Даже Ришелье пришел проститься и принес один-единственный нарцисс. К несчастью или как символ жизни вечной? Никакого притворства, за которым сквозит откровенная неприязнь, – он лишь высказывает довольно искренние пожелания выздоровления. Мы оба выжили после многих лет борьбы и серьезных передряг, грустно думаю я, только он меня переживет. Перед уходом маршал бросает взгляд на аквариум, стоящий на камине, и высоко поднимает бровь, как будто ему кое-что известно, потом отвешивает мне изысканный поклон и удаляется.

За долгие дни тьмы и забытья мне являются немногие демоны, безукоризненно одетые, наполненные злобой и завистью. Они говорят комплименты и стараются побольнее уязвить меня. Им тоже предстоит в свое время совершить такое же путешествие, ибо никакое злорадство не в силах предотвратить неизбежный исход.

– Милочка, как вы бледны! И цвет лица совершенно неотразимый – можно было бы сказать, что болезнь вам к лицу.

– А глаза-то у вас стали еще больше, чем прежде.

– Жаль смотреть на ваши руки – вроде бы они стали узловатыми, разве нет?

– Змеиный супчик, милая маркиза, змеиный супчик, только что с плиты – моя сестра готова в этом поклясться!

И наконец, приходит мой Луи.
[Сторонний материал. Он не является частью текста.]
PR #7105, opened 2018-04-18
[1LP][RFR] Rename Infrastructure.virtual_machines.Vm to InfraVm

mshriver:
There are a ton of tests collected due to the scope of this change. I'm not aiming to fix any test issues here, just an enhancement against the `virtual_machines.Vm` class name.

## PRT Results

PRT run 23306 executed about 1100 tests, with ~90% passing.  No failures look related to this rename.

{{ pytest: --use-provider scvmm --use-provider onprem }}

### DIFF
--- a/cfme/infrastructure/virtual_machines.py
+++ b/cfme/infrastructure/virtual_machines.py
@@ -544,12 +544,13 @@ class VMConfiguration(Pretty):
         return changes
 
 
-class Vm(VM):
-    """Represents a VM in CFME
+class InfraVm(VM):
+    """Represents an infrastructure provider's virtual machine in CFME
 
+    Note the args are defined at common.BaseVM|VM class
     Args:
-        name: Name of the VM
-        provider_crud: :py:class:`cfme.cloud.provider.Provider` object
+        name: Name of the virtual machine resource
+        provider: :py:class:`cfme.infrastructure.provider.InfraProvider` object
         template_name: Name of the template to use for provisioning
     """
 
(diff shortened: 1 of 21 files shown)


cfme/infrastructure/virtual_machines.py
```diff
@@ -544,7 +544,7 @@ def get_changes_to_fill(self, other_configuration):
         return changes
 
 
-class Vm(VM):
+class InfraVm(VM):
     """Represents a VM in CFME
```
jamesooden: **QUESTION:** Shouldn't the comment change too?

jamesooden:
**QUESTION:** What is the reasoning behind this change?   I personally like the idea that we can refer to VM's from infrastructure and cloud providers as VM's as their are many operations that are similar between the two.   And I know you and others see that similarity too, so what problem are we trying to solve by making it more clear in the code that we are dealing with an infrastructure VM versus a Cloud VM?

mshriver:
@jamesooden I'm making this change because we currently have `BaseVM`, `VM`, `Instance`, and `Vm` classes.

`BaseVM` and `VM` are in the common module, for modeling things applicable to both cloud and infrastructure virtual machines.

The cloud modules use an `Instance` class as that's what CFME calls cloud VM's.

This module was using `Vm`, which can easily cause confusion since its only capitlized differently than the common `VM` class. This makes it more explicit, throughout, when we're using the Infrastructure specific VM class.

I don't think this is really solving any bugs in the code, its just improving the name and making it more explicit for readability, hence 'enhancement' label only.

cfme/infrastructure/virtual_machines.py
mshriver: It can, but I don't think its necessary for all comment uses to specify `InfraVm` unless specifically referring to the class, here its just a generic description.  I'll update it if you say **Required** :)

jamesooden: I just want it to say represents an Infrastructure VM and maybe spell out how they are different than the rest of their VM kind...not every where just here at the class description.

Он только что проливал слезы – по его лицу я способна читать, как ни по какому другому. И сразу замечаю легкую красноту в левом глазу и небольшую припухлость щек. Его называют бездушным, но я-то знаю, что это не так. Ему всю жизнь приходится сдерживать чувства, находясь все время на глазах подданных, и только я знаю, сколь обманчива застывшая маска на лице короля.